Another joy was to simply finish the middle watch, see the first hint of dawn, pipe up hands from below, sign the log, and turn things over to Railsford without incident. There might be a single grunt of satisfaction that he had done what was required without killing anyone, or sinking the ship in the process, or tearing the masts right out of her. Usually, there would be a quick conference aft as the hands knelt to scrub decks forward, and Railsford or Treghues would give him a critique on the night's work—what he had done right and what he had done wrong. And so far, there had been enough right things to counterbalance the few wrong.
Another change was in the way he was remonstrated; no more being bent over a gun for a dozen strokes of a stiffened rope starter, no more tongue lashings. The cobbings were short, to the point and were couched as admonitions from a senior officer to a junior officer, done out of hearing from the hands so his authority with the crew would not suffer.
When he began, he thought he had been prepared for standing watch by his stint in the schooner Parrot but he realized that that period had been all play and schoolwork. Lieutenant Kenyon, Parrot's master and commmander, had assigned Lewrie and the late Thad Purnell together to do the work of a single adult, with senior bosun's mates or quartermasters to act as a safety net should they run into trouble someone to prompt them into the right answer, keep them out of real difficulty, and keep their playfulness in check.
Desperate was not schoolwork, and there was no one to turn to as tutor in the night watches; he was the lone man with no one to backstop him. If he failed at this, he would never get another chance, so he took a round turn and two half hitches, as one said in naval parlance, and tried to begin to act like the sea-officer they expected him to be, and the sea-officer he aspired to be.

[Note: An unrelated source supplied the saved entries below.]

PR #156, opened 2022-08-31
fix(config): set subscription url from config

manini-i3hub:
this is a fix for issue in subscription url config that is not reflected in the server


StarpTech:
Hi, @manini-i3hub thank you for the PR. I will look into it soon.

jensneuse:
Merged with #162

PR #158, opened 2022-09-01
feat: refactor introspection runner

StarpTech:
This PR will fix the situation that the user will always see up-to-date introspection results when they restart wunderctl. But in case of an API outage, we will fall back to an old cache result if possible. I also ensured that the poller could never throw and exit due to an introspection error.

#### Checklist

- [ ] run `make test`


cli/commands/up.go
```diff
@@ -106,6 +106,12 @@ var upCmd = &cobra.Command{
 			AbsWorkingDir: wgDir,
 			ScriptArgs:    []string{configOutFile},
 			Logger:        log,
+			FirstRunEnv: []string{
+				// when the user runs `wunderctl up` for the first time, we revalidate the cache
+				// so the user can be sure that the introspection is up to date. In case of an API is not available
+				// we will fallback to the cached introspection (when available)
+				"WG_ENABLE_INTROSPECTION_CACHE=false",
```
jensneuse, line 113: smart

packages/default-testapp/.wundergraph/wundergraph.config.ts
```diff
@@ -26,6 +26,9 @@ const countries = introspect.graphql({
 const weather = introspect.graphql({
 	apiNamespace: 'weather',
 	url: 'https://graphql-weather-api.herokuapp.com/',
+	introspection: {
+		pollingIntervalSeconds: 15,
```
jensneuse, line 30: for testing, I'd suggest 5s

pkg/scriptrunner/scriptrunner.go
```diff
@@ -14,6 +14,7 @@ type Config struct {
 	Executable    string
 	ScriptArgs    []string
 	ScriptEnv     []string
+	FirstRunEnv   []string
```
jensneuse, line 17: Can you add comments to distinguish the different behaviours of FirstRunEnv and ScriptEnv?
When to use what? Why does it exist?

jensneuse (approved):
small minor requests
one thing i'd like to add is that we store the last time we've updated the cache for each cache item. This way, we can actually print out this information in the debug log, so you see exactly when this API cache item was updates last time for each introspection.

cli/commands/up.go
StarpTech: Thanks

StarpTech:
> small minor requests
one thing i'd like to add is that we store the last time we've updated the cache for each cache item. This way, we can actually print out this information in the debug log, so you see exactly when this API cache item was updates last time for each introspection.

I'd love to do this in a separate PR. COuld you create an issue?

PR #160, opened 2022-09-02
feat(node): implement api config validation for cookie-based auth

jensneuse:
This PR adds API config validation which detects wrong config for cookie-based auth configs.


packages/sdk/CHANGELOG.md
```diff
@@ -7,24 +7,24 @@ See [Conventional Commits](https://conventionalcommits.org) for commit guideline
 
 ### Features
 
-* implement userId for fromClaim directive ([#152](https://github.com/wundergraph/wundergraph/issues/152)) ([51df6e5](https://github.com/wundergraph/wundergraph/commit/51df6e50244bee9f5f8d579ff6f604e1a1c853d9)) (@jensneuse)
```
StarpTech, line 10: Why is it changed? This is auto generated.

pkg/node/node.go
```diff
@@ -308,6 +310,34 @@ func (n *Node) startServer(nodeConfig wgpb.WunderNodeConfig) {
...
+			// in dev mode, ignore missing cookie secrets
+			// we automatically override them
+			IgnoreMissingCookieAuthenticationSecrets: n.options.devMode,
+		})
+
+		if !valid {
+			n.log.Error("API config invalid",
+				abstractlogger.Strings("errors", messages),
+			)
+			os.Exit(1)
```
StarpTech, line 323: or use `log.fatal`? I think this ensures that the log buffer is printed before the process dies.

pkg/node/node.go
```diff
@@ -308,6 +310,34 @@ func (n *Node) startServer(nodeConfig wgpb.WunderNodeConfig) {
...
+			return
+		}
+
+		n.setApiConfigDefaults(api)
+
+		// revalidate after setting defaults
+		// just to make sure that defaults are validated
+		valid, messages = validate.DefaultApiConfig(api, validate.ApiConfigValidationConfig{})
```
StarpTech, line 331: Why do we need to call the validator twice? This is confusing to me.

pkg/validate/apiconfig.go
```diff
@@ -0,0 +1,87 @@
...
+type ApiConfigValidationConfig struct {
+	IgnoreMissingCookieAuthenticationSecrets bool
+}
+
+type ApiConfigValidationRule interface {
+	Validate(a *ApiConfigValidator)
+}
+
+type ApiConfigValidator struct {
+	api      *wgpb.Api
```
StarpTech, line 36: Is it really necessary that the validator has to know the `*wgpb.Api` object? The validator only needs to know: What is a valid value for a cookie secret / csrf.

```go
err := Validate(a.api.AuthenticationConfig.CookieBased.CsrfSecret, Validate.CookieCSRF)
err := Validate(a.api.AuthenticationConfig.CookieBased.BlockKey, Validate.CookieSecret)
```

I think this is easier to write and maintain.

StarpTech (changes requested):

packages/sdk/CHANGELOG.md
jensneuse: I don't know

pkg/node/node.go
jensneuse: the comment says it

pkg/validate/apiconfig.go
jensneuse: subjective

jensneuse: I've investigated a few other solutions. The issue remains that somewhere needs to sit the mapping.
I'll abandon the idea of improving the code at this point.
If you'd like to refactor it, ok.

packages/sdk/CHANGELOG.md
jensneuse: fixed

pkg/validate/apiconfig.go
```diff
@@ -0,0 +1,34 @@
...
+	"github.com/wundergraph/wundergraph/pkg/apiconfig"
+	"github.com/wundergraph/wundergraph/pkg/loadvariable"
+	"github.com/wundergraph/wundergraph/types/go/wgpb"
+)
+
+// ApiConfig validates the Api
+func ApiConfig(api *wgpb.Api) (valid bool, messages []string) {
+
+	if !apiconfig.HasCookieAuthEnabled(api) {
+		// skip following tests if cookie auth is not enabled
```
StarpTech, line 13: If you put this here, we can only validate `AuthenticationConfig` settings, but `ApiConfig` is a place to validate the whole config.

jensneuse: For each rule, we should call one function which can return early. Currently, with just one rule, it's fine.

StarpTech: ok

PR #167, opened 2022-09-05
feat: ensure that user is always set in auth hooks, disable introspection cache in `wunderctl generate`

StarpTech:
#### Checklist

- [x] run `make test`

- [x] This PR ensures that `user` is always set otherwise, we will not request the authentication hooks. This also includes improvements on the typescript types.
- [x]  Ensure that default-testapp can be generated without type issues.
- [X] It also includes a fix for the introspection cache. We accidentally use the cache in `wunderctl generate`.


packages/sdk/src/middleware/types.ts
```diff
@@ -34,7 +34,7 @@ export interface BaseRequestContext<User = any, IC = InternalClient> {
 	internalClient: IC;
 }
 
-export interface AuthRequestContext<User = any> {
+export interface AuthenticationRequestContext<User = any> {
```
jensneuse, line 37: User = any or User = User?

StarpTech: As written `User = any` because we don't have `User` generated type in the SDK.

PR #170, opened 2022-09-07
feat: add golang client

jensneuse:


packages/default-testapp/.wundergraph/wundergraph.server.ts
```diff
@@ -47,18 +47,17 @@ export default configureWunderGraphServer<HooksConfig, InternalClient, WebhooksC
 				onOriginRequest: {
 					enableForAllOperations: true,
 					hook: async ({ request }) => {
-						request.headers.set('X-Wundergraph-Test', 'test');
 						console.log('onOriginRequest', request.headers);
 						return request;
 					},
 				},
-				onOriginResponse: {
+				/*onOriginResponse: {
```
StarpTech, line 54: Please enable it before merging.

packages/default-testapp/.wundergraph/wundergraph.server.ts
```diff
@@ -47,18 +47,17 @@ export default configureWunderGraphServer<HooksConfig, InternalClient, WebhooksC
 				onOriginRequest: {
 					enableForAllOperations: true,
 					hook: async ({ request }) => {
-						request.headers.set('X-Wundergraph-Test', 'test');
```
StarpTech, line 50: Please enable it before merging.

packages/default-testapp/golang/client/client.go
```diff
@@ -0,0 +1,95 @@
...
+
+func (c *Client) Subscriptions() *Subscriptions {
+	return &Subscriptions{c}
+}
+
+func (c *Client) LiveQueries() *LiveQueries {
+	return &LiveQueries{c}
+}
+
+type Queries struct {
```
StarpTech, line 36: Should we generate an interface for easier mocking?

packages/golang-client/src/index.ts
```diff
@@ -0,0 +1,288 @@
...
+		// check if gofmt is installed
+		const formatter = execa.sync('gofmt', {
+			input: code,
+			encoding: 'utf8',
+		});
+		if (formatter.exitCode === 0) {
+			return formatter.stdout;
+		}
+	} catch (e: any) {
+		console.error(e);
```
StarpTech, line 34: This can be quite annoying and confusing because most people arent go users. I would make it silent.

packages/golang-client/src/index.ts
```diff
@@ -0,0 +1,288 @@
...
+
+export interface GolangClientTemplateConfig {
+	packageName: string;
+}
+
+const defaultTemplateConfig: GolangClientTemplateConfig = {
+	packageName: 'client',
+};
+
+const gofmt = (code: string) => {
```
StarpTech, line 23: Nice.

packages/golang-client/src/index.ts
```diff
@@ -0,0 +1,288 @@
...
+	try {
+		// check if gofmt is installed
+		const formatter = execa.sync('gofmt', {
```
StarpTech, line 26: Can we make it part of the SDK? it would be great to have it consistent. This also validates the AST right?

packages/golang-client/src/index.ts
```diff
@@ -0,0 +1,288 @@
...
+				path: 'models.go',
+				content: gofmt(content),
+				header: golangHeader(this.config.packageName),
+			},
+		]);
+	}
+}
+
+const golangModelsBase = `
+type GraphQLError struct {
```
StarpTech, line 166: Do we really need to put this here? Can't we import it as a static go file?

packages/sdk/src/index.ts
```diff
@@ -76,6 +76,8 @@ export { configureWunderGraphServer } from './middleware/server';
 export { default as cors } from './cors';
 export { authProviders } from './configure/authentication';
 
+export { visitJSONSchema } from './codegen/index';
```
StarpTech, line 79: I don't like the fact that we expose internals to the user. I'd love to have a separate export only intended for plugin development.

StarpTech (changes requested):

packages/golang-client/src/index.ts
jensneuse: lol

packages/sdk/src/index.ts
jensneuse: can you contribute a better solution?

packages/golang-client/src/index.ts
jensneuse: It's easier to maintain this way and I'm not expecting it to change.

packages/golang-client/src/index.ts
jensneuse: Do you think we're going to use it anywhere else?

packages/default-testapp/golang/client/client.go
jensneuse: Isn't this a concern of the user?

packages/golang-client/src/index.ts
StarpTech: Probably not, but also in the SDK we follow the approach to putting static code into code files to benefit from all language tools/validation etc...

packages/golang-client/src/index.ts
StarpTech: rofl

packages/golang-client/src/index.ts
jensneuse: What exactly will be annoying? If you're not a go user, you don't add the go template to your code.
I can make it silent, but then we don't see why formatting failed. wdyt?

StarpTech: You're right. Then I would throw a more meaningful error like: "Formatting failed. Did you install gofmt?"

StarpTech: But it feels weird that the user has to install tooling to format code that he will never touch :smile:

jensneuse: Assuming you use go, because you're generating go code, you should have go installed, no? :D

packages/default-testapp/golang/client/client.go
StarpTech: No, otherwise the user has to update its interface every time a new operation is added.

packages/sdk/src/index.ts
StarpTech: Yes

packages/golang-client/src/index.ts
jensneuse: I've made it silent

StarpTech (approved):
LGTM

PR #178, opened 2022-09-12
feat: oidc,  allow passing additional query parameters to the IDP

YuriBuerov:
#### Checklist

- [x] run `make test`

They sweated blood to make it in past Cape Fear (it was not named Fear for nought, after all) and into the river between the true coast and the long peninsula. If anything, it looked even more desolate than most stretches of the southern American coast, low barrier islands with only sea oats and dune grass, low forests of wind-sculpted pines on the banks, and the salt-grass marshes stretching off to either hand, with only swamp behind. Desperate could, by staying to the middle of the channel, just barely make it upriver, and that took real skill. With a tide running in, they could ride the flood, but would have no control over the helm. They had reefed tops'ls, jibs and spanker set, with a light wind off the great curve of Onslow Bay that gave them just enough forward momentum to give the rudder a bite, but not so much speed that they could run into trouble before dropping a kedge-anchor from the stern if they took the ground on the mud and sand shoals.
"Point ta starboard, quartermaster, put your helm ta loo'ard, handsomely, now," Monk cautioned.
"Five fathom, five fathom to starboard!" the bosun's mate in the foremast chains chanted.
"Sonofa…" Monk growled, wanting to stand on, but worried about shoaling. Off to larboard, there was an eddy that swirled as though the tidal flood was caressing something substantial, which he had just altered course to avoid.
"That's a back eddy, Mister Monk," Alan said, remembering how the current would spin about in the Cape Fear River from his earlier voyages in Parrot . "Lieutenant Kenyon said there was no harm in it, and we stood in quite close to it."